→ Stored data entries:

PR #6871, opened 2022-07-18
Update `cupy.array_api`

leofang:
Apply patches from the following two upstream PRs:
- https://github.com/numpy/numpy/pull/21260
- https://github.com/numpy/numpy/pull/21377

After #6853 is merged I'll send another update PR.

ps: I think this PR can be backported?

### DIFF
--- a/cupy/array_api/_array_object.py
+++ b/cupy/array_api/_array_object.py
@@ -289,11 +289,11 @@ class Array:
         for i in _key:
             if isinstance(i, bool) or not (
                 isinstance(i, SupportsIndex)  # i.e. ints
+                or isinstance(i, Array)
+                or isinstance(i, np.ndarray)
                 or isinstance(i, slice)
                 or i == Ellipsis
                 or i is None
-                or isinstance(i, Array)
-                or isinstance(i, np.ndarray)
             ):
                 raise IndexError(
                     f"Single-axes index {i} has {type(i)=}, but only "
--- a/cupy/array_api/_array_object.py
+++ b/cupy/array_api/_array_object.py
@@ -29,7 +29,7 @@ from ._dtypes import (
     _dtype_categories,
 )
 
-from typing import TYPE_CHECKING, Optional, Tuple, Union, Any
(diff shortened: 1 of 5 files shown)


tests/cupy_tests/array_api_tests/test_array_object.py
```diff
@@ -70,11 +72,6 @@ def test_validate_index():
     assert_raises(IndexError, lambda: a[[0, 1]])
     assert_raises(IndexError, lambda: a[cp.array([[0, 1]])])
```
leofang, line 73: This test fails on the CI because of #6893.

leofang:
@kmaehashi do you know what's up with Jenkins? Other two CI failures are irrelevant.

leofang:
I see, thanks @kmaehashi. The array-api CI fails likely because something is wrong when checking out the test suite. The cuda117 CI failure is irrelevant.

tests/cupy_tests/array_api_tests/test_array_object.py
leofang: Fixed in 0788cfe.

cupy/array_api/_array_object.py
```diff
@@ -289,11 +289,11 @@ def _validate_index(self, key):
         for i in _key:
             if isinstance(i, bool) or not (
                 isinstance(i, SupportsIndex)  # i.e. ints
+                or isinstance(i, Array)
+                or isinstance(i, np.ndarray)
                 or isinstance(i, slice)
                 or i == Ellipsis
                 or i is None
-                or isinstance(i, Array)
-                or isinstance(i, np.ndarray)
```
leofang: @asmeurer The check of array instances after the `==` comparison is invalid, because both NumPy and CuPy would generated a list of bools, leading to `ValueError: ... Use .any() or .all()` instead. I'll send a fix to NumPy.

asi1024:
LGTM! Thanks!

asi1024 (approved):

→ Your objective: After locating the line with "leofang: @asmeurer The", please repeat it and every line after it exactly, through the end of the data above.

→ Exercise answer:
leofang: @asmeurer The check of array instances after the `==` comparison is invalid, because both NumPy and CuPy would generated a list of bools, leading to `ValueError: ... Use .any() or .all()` instead. I'll send a fix to NumPy.

asi1024:
LGTM! Thanks!

asi1024 (approved):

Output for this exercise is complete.